[Collected data]
+--

PR #410, opened 2025-04-22
[Bristol] Fetch extra closure attribute info.

dracos:
Fetch Task Outcome and Removal Complete, and use those to construct an external status code.
Fo FD-5239


MorayMySoc (approved):
Looks good to me.

PR #411, opened 2025-04-28
[Aberdeenshire] Initial Confirm setup

davea:
For https://github.com/mysociety/societyworks/issues/4892

### DIFF
--- a/perllib/Open311/Endpoint/Integration/Confirm.pm
+++ b/perllib/Open311/Endpoint/Integration/Confirm.pm
@@ -70,14 +70,14 @@ has service_whitelist => (
 =head2 handle_jobs
 
 Whether cobrand fetches jobs from Confirm alongside enquiries. This is
-based on whether the cobrand has provided a GraphQL URL in its config.
+based on whether the cobrand has provided a list of services for jobs in its config.
 
 =cut
 
 has handle_jobs => (
     is => 'lazy',
     default => sub {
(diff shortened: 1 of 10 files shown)


perllib/Open311/Endpoint/Integration/Confirm.pm
```diff
@@ -806,9 +806,17 @@ sub get_service_requests {
...
+    # service/subject code - these are indicated with a _1/_2/etc suffix in
+    # service_whitelist. When fetching Enquiries from Confirm we join the
+    # service & subject code with _ and lookup the corresponding Open311
+    # service, which might fail if only the _1 suffixed version exists. So here
+    # we build a list of services to match against by stripping any _1/etc
+    # suffixes. As a result the first matching service will be used.
     my %services = map {
-        $_->{service_code} => $_
-    } @services;
+        (my $code = $_->{service_code}) =~ s/^([^_]*_[^_]*)_.*$/$1/;
```
dracos, line 817: Whilst it does look like cute smiley eyes, the other two places in this file that construct the suffix-less code both do so by split and join, so might be nicer to be consistent with those (could even factor it out to a function, it doesn't look like any of the intermediary info is used at all in any of the cases).

dracos (changes requested):
Only the one suggestion for consistency

dracos (approved):
ta!

PR #414, opened 2025-05-13
[Glos City] Additional questions to send to Alloy

nephila-nacrea:
For https://github.com/mysociety/societyworks/issues/4908.

Most additional questions take a Yes/No answer and we just append this to the report description.
The 'Dead animal' category, however, has answers that map to a specific Alloy attribute and we need to send through the correct code for the given answer.

### DIFF
--- a/perllib/Open311/Endpoint/Integration/AlloyV2.pm
+++ b/perllib/Open311/Endpoint/Integration/AlloyV2.pm
@@ -154,10 +154,30 @@ sub services {
         for my $subcategory (sort keys %{ $group_config }) {
             next if $subcategory eq 'alias';
             my $subcategory_config = $self->service_whitelist->{$group}->{$subcategory};
+
             my $subcategory_alias;
-            if (ref($subcategory_config) eq 'HASH' && exists($subcategory_config->{alias})) {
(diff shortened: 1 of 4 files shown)


chrismytton (changes requested):
I wonder if it might be more future-proof to look up the list of animal types in the Alloy API, rather than having them hard-coded in config? Basically the equivalent of this command in code:

```
bin/alloy/inspect-designs gloucester_alloy --list designs_animalTypeList_62fa576629e504015ad20fe1
```

Then you'd just need `designs_animalTypeList_62fa576629e504015ad20fe1 ` in the config. That way if they want to add/remove/update the list in the future it will automatically update FMS the next time the category list is refreshed rather than us needing to update the config manually.

(Aside: this was slightly awkward to review as the branch needs rebasing onto master, but I based my review on https://github.com/mysociety/open311-adapter/compare/mysociety:366437f...mysociety:203dfdf)

chrismytton (approved):
Discussed this in Slack with @nephila-nacrea, agreed it was ok to merge this as-is without my suggested changes, then can look at the changes as a potential future enhancement.

PR #415, opened 2025-05-14
Add config listing pages.

dracos:
This adds a page listing the council configs and letting you view them. The whole service is internal only, so this would be viewable if on the VPN.

### DIFF
--- a/perllib/Open311/Endpoint.pm
+++ b/perllib/Open311/Endpoint.pm
@@ -10,7 +10,9 @@ use Encode qw(encode_utf8);
 use Web::Simple;
 
 use JSON::MaybeXS;
+use Path::Tiny;
 use XML::Simple;
+use YAML::XS qw(LoadFile Dump);
 
 use Open311::Endpoint::Result;
 use Open311::Endpoint::Service;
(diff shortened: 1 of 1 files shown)


perllib/Open311/Endpoint.pm
```diff
@@ -340,6 +342,16 @@ sub dispatch_request {
         my ($self, $service_request_id, $args) = @_;
         $self->call_api( GET_Service_Request => $service_request_id, $args );
     },
+
+    sub (GET + /config/) {
```
davea, line 346: Just because I know I will get this wrong 100% of the time - any way the trailing slash could be removed/optional?

perllib/Open311/Endpoint.pm
```diff
@@ -733,6 +745,68 @@ sub GET_Service_Request {
...
+    %$conf = map {
+        if (/secret|password|(?<!data_)key|token/) {
+            $_ => '***redacted***';
+        } else {
+            $_ => $conf->{$_};
+        }
+    } keys %$conf;
+
+    return [
+        200, [ 'Content-Type' => 'application/json' ], [ $self->json->canonical->encode($conf) ],
```
davea, line 806: Could this output YAML rather than JSON? Or is JSON a deliberate choice? I know it's a subset of YAML but I find the whitespace-delimited version much easier on the eye.

perllib/Open311/Endpoint.pm
```diff
@@ -733,6 +739,66 @@ sub GET_Service_Request {
...
+sub GET_config_entry {
+    my ($self, $jurisdiction) = @_;
+
+    my $path = path(__FILE__)->parent(3)->realpath->child('conf');
+    $path = $path->child('council-' . $jurisdiction. '.yml');
+    return "Config not found" if !$path->is_file;
+
+    my $conf = LoadFile($path);
+    %$conf = map {
+        $_ => (/secret|password|(?<!data_)key|token/) ? '***' : $conf->{$_}
```
davea, line 796: Ooh sorry just spotted that Rutland uses `credentials`, maybe that should be captured here too.

dracos: ah yes, only in staging, that's why I missed it :+1:

PR #418, opened 2025-05-16
[Confirm] More thorough check for handle_jobs

davea:


dracos (commented):
Not sure this makes any difference, as e.g. shropshire had web/tenant for photo upload, but doesn't have jobs (if I understand it right?) so would have to have taken out job_service_whitelist anyway as I did?

PR #419, opened 2025-06-03
[Gloucester] Add external_status_code to updates

chrismytton:
Switch the test over to use inspections instead of defects, disable defects, and override `_get_inspection_status` to fetch the status from Alloy for use in the `external_status_code` field on updates.

Fixes https://github.com/mysociety/societyworks/issues/4972

## Notes to deployer

Complete the following when deploying:

- [ ] Update the Alloy configuration to use inspections instead of defects (should be similar/same as the diff for the test yml in this PR.


nephila-nacrea (approved):
Looks good to me, pretty much follows the pattern for other _get_inspection_status() implementations 👍

PR #421, opened 2025-06-11
[Ezytreev] Fix 'GetEnquiryChanges' calls.

neprune:
The API started requiring a crmXRef on these requests around early May 2025.

https://mysocietysupport.freshdesk.com/a/tickets/5580


dracos:
To note, this doesn't/wouldn't work because `get_service_request_updates` isn't passed a `service_request_id_ext` (it's called in `perllib/Open311/Endpoint/Role//mySociety.pm`), only a time window to look up updates in. I see this has been superseded by a time-based API call anyway, but just for info.

PR #424, opened 2025-06-25
[Gloucester] Send through priority and target date 

dracos:
Bit of duplication of FMS working day code, but seemed easier to hold it all within open311-adapter.

Server config would be as in tests, but for all the categories that needed to be High and with all the target SLAs.

Fixes https://github.com/mysociety/societyworks/issues/5018


chrismytton (approved):
Might be good to extract the `WorkingDays` module into commonlib, or even CPAN (if that's straightforward) at some point, but I think this is fine for now.

PR #425, opened 2025-07-01
Bucks cams integration

MorayMySoc:
Integration between FMS and CAMS Desktop for Buckinghamshire as per the tech specification.

https://docs.google.com/document/d/1X3v_y2TBnbaTqDwMlo-sUwt_8RganhJHge-OXleZS-8/edit?tab=t.0#heading=h.a88nmmw52k7z

https://github.com/mysociety/societyworks/issues/4979
https://github.com/mysociety/societyworks/issues/4980
https://github.com/mysociety/societyworks/issues/5014
https://github.com/mysociety/societyworks/issues/5015
https://github.com/mysociety/societyworks/issues/5013

### DIFF
--- a/perllib/Integrations/Rest.pm
+++ b/perllib/Integrations/Rest.pm
@@ -1,6 +1,7 @@
 package Integrations::Rest;
 
 use Moo;
+use HTTP::Request::Common;
 use LWP::UserAgent;
 use JSON::MaybeXS;
 
@@ -47,7 +48,12 @@ has json => (
 
 api calls are either GET or POSTING JSON data.
 
-Expects { call => ** string uri **, $body => ** hashref of data ** headers => ** hashref of headers ** }
+Expects {
+    call => ** string uri **,
+    headers => ** hashref of headers **
+    body => ** hashref of data to be JSON-encoded, or **
+    form => ** hashref or arrayref of form data **
+}
 
 JSON is expected in a successful response, but allow_nonref can be set in initialisation.
 
@@ -58,7 +64,9 @@ sub api_call {
 
     my $call = $args{call};
     my $body = $args{body};
+    my $form = $args{form};
     my $headers = $args{headers};
+
     $self->logger->debug($call);
 
     my $ua = LWP::UserAgent->new(
@@ -67,7 +75,9 @@ sub api_call {
     );
 
     my $method = $args{method};
-    $method = $body ? 'POST' : 'GET' unless $method;
+    $method = ($body || $form) ? 'POST' : 'GET' unless $method;
+    $method = HTTP::Request::Common->can($method);
+
     my $uri = URI->new( $self->config->{api_url} . $call );
     $uri->query_form(%{ $args{params} });
 
@@ -86,6 +96,7 @@ sub api_call {
         }
     }
 
+    my $request = $method->($uri, $form ? ($form) : (), %$headers);
     my $response = $ua->request($request);
     if ($response->is_success) {
         $self->logger->debug($response->content);
--- a/perllib/Integrations/Rest.pm
+++ b/perllib/Integrations/Rest.pm
@@ -1,0 +1,108 @@
+package Integrations::Rest;
+
+use Moo;
+use LWP::UserAgent;
+use JSON::MaybeXS;
+
+with 'Role::Config';
+with 'Role::Logger';
+
+=head2 caller
+
+This is a generic JSON integrater and needs to register which integration it is being called
+for to identify in error logs
+
+=cut
+
+has caller => (
+    is => 'ro',
+    required => 1,
+);
+
+=head2 allow_nonref
+
+Set whether json decoding allows non json data (ie a string)
+to be parsed - defaults to 0
+
+=cut
+
+has allow_nonref => (
+    is => 'ro',
+    default => 0
+);
+
+=head2 json
+
+JSON class to use which can be set by integration, but will default to
+MaybeXS and if so, is set to use the attribute allow_nonref setting
+
+=cut
+
+has json => (
+    is => 'lazy',
+    default => sub { JSON->new->utf8->allow_nonref($_[0]->allow_nonref) },
+);
+
+=head2 api_call
+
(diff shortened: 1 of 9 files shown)


t/open311/endpoint/buckinghamshire_cams.yml
```diff
@@ -0,0 +1,35 @@
...
+
+service_list:
+  Public Rights of Way:
+    '9':
+      service_name:
+        - 'Alignment/Path Off Line'
+    'I274':
+      service_name:
+        - 'Bridge/Damaged'
+        - 'Damaged Bridge'
```
chrismytton, line 20: I wonder if it might be clearer having these two values under separate keys, rather than having the 0th element be the CAMS category and the 1st element be the FMS category. Could still have the fallback to the CAMS name if there is no FMS category.

Having separate keys would also make this more self-documenting, rather than having to look at the code to understand the meaning of the element order.

perllib/Open311/Endpoint/Integration/Cams.pm
```diff
@@ -0,0 +1,422 @@
...
+
+    my $TypeDescr;
+    for my $category (keys %{ $self->service_list }) {
+        for my $id (keys %{ $self->service_list->{$category}}) {
+            if ($id eq $args->{service_code}) {
+                $TypeDescr = $self->service_list->{$category}->{$id}->{service_name}[0];
+                last;
+            }
+        }
+    }
```
chrismytton, line 250: Might be worth having a check after this loop to ensure `$TypeDescr` has a value and if not then `die` with a useful message so that it becomes a stuck report.

perllib/Open311/Endpoint/Integration/Cams.pm
```diff
@@ -0,0 +1,422 @@
...
+        }
+
+        @$recent_updates = grep {
+            $_->{'LastUpdatedDate'} >= $start_time
+            && $_->{'LastUpdatedDate'} <= $end_time
+        } @$recent_updates;
+
+        my $ug; my $uuid;
+        for my $update (@$recent_updates) {
+            $ug = Data::UUID->new;
```
chrismytton, line 331: I think this could be moved outside the loop, I don't believe it maintains any state between calls to `create()`.

chrismytton (changes requested):
Lots of good stuff in here, definitely heading in the right direction!

Left a few minor comments, but I think the main point for me is having the FMS category and the CAMS category in a single list under `service_name` is a bit confusing.

t/open311/endpoint/buckinghamshire_cams.yml
MorayMySoc: cf72785c614dfe627789361d4bbc7b6a80bf36b9

perllib/Integrations/Rest.pm
```diff
@@ -0,0 +1,100 @@
...
+        agent => "FixMyStreet/open311-adapter",
+        timeout => 5*60,
+    );
+
+    my $method = $args{method};
+    $method = $body ? 'POST' : 'GET' unless $method;
+    my $uri = URI->new( $self->config->{api_url} . $call );
+    $uri->query_form(%{ $args{params} });
+
+    my $request = HTTP::Request->new($method, $uri);
```
dracos, line 64: We probably want to use HTTP::Request::Common here so it handles multipart uploads etc for us when necessary

MorayMySoc:
@dracos 649dadd9a288e0ed55983d2fd5f2de8d53c1f69d is to convert to using an md5 hash for the id to remove ids coming through with unique ids multiple times as we  discussed. I think this confirms that the updated date field is ok for this: https://3.basecamp.com/4020879/buckets/42055227/todos/9045756517

perllib/Integrations/Rest.pm
```diff
@@ -0,0 +1,107 @@
...
+                $headers->{Content_Type} = 'form-data';
+            }
+        }
+    }
+
+    my $request = $method->($uri, $form ? ($form) : (), %$headers);
+    my $response = $ua->request($request);
+    if ($response->is_success) {
+        $self->logger->debug($response->content);
+        return decode_json($response->content, $self->allow_nonref);
```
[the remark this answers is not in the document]
MorayMySoc: 8218985a5653c201ae386124cbda0e6074f1228c

perllib/Integrations/Rest.pm
```diff
@@ -88,13 +100,13 @@ sub api_call {
     my $response = $ua->request($request);
     if ($response->is_success) {
         $self->logger->debug($response->content);
-        return decode_json($response->content, $self->allow_nonref);
+        return $self->json->decode($response->content, $self->allow_nonref);
```
dracos, line 103: You don't want the second argument here now

perllib/Integrations/Rest.pm
```diff
@@ -88,13 +100,13 @@ sub api_call {
...
     } else {
         $self->logger->error($call);
-        $self->logger->error(encode_json($body)) if $body and (ref $body eq 'HASH' || ref $body eq 'ARRAY');
+        $self->logger->error($self->json->encode($body)) if $body and (ref $body eq 'HASH' || ref $body eq 'ARRAY');
         $self->logger->error($response->content);
         try {
-            my $json_response = decode_json($response->content, $self->allow_nonref);
+            my $json_response = $self->json->decode($response->content, $self->allow_nonref);
```
dracos, line 109: Or here

perllib/Open311/Endpoint/Integration/Cams.pm
```diff
@@ -300,8 +300,7 @@ sub post_service_request {
         body => $serviceRequest,
         headers => { '.aspxauth' => $self->access_token }
     );
-
-    if ($response && $response ne 'fail') {
+    if ($response && $response =~ /\d+/) {
```
dracos, line 303: `/^\d+$/`? In case the response is an HTML page with "404 not found" on it or whatever they break

dracos (changes requested):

+--

* DESCRIPTION OF THE TASK:
Show all lines from the entries that hold "have".

* ANSWER TO THE EXERCISE:
Not sure this makes any difference, as e.g. shropshire had web/tenant for photo upload, but doesn't have jobs (if I understand it right?) so would have to have taken out job_service_whitelist anyway as I did?
chrismytton, line 20: I wonder if it might be clearer having these two values under separate keys, rather than having the 0th element be the CAMS category and the 1st element be the FMS category. Could still have the fallback to the CAMS name if there is no FMS category.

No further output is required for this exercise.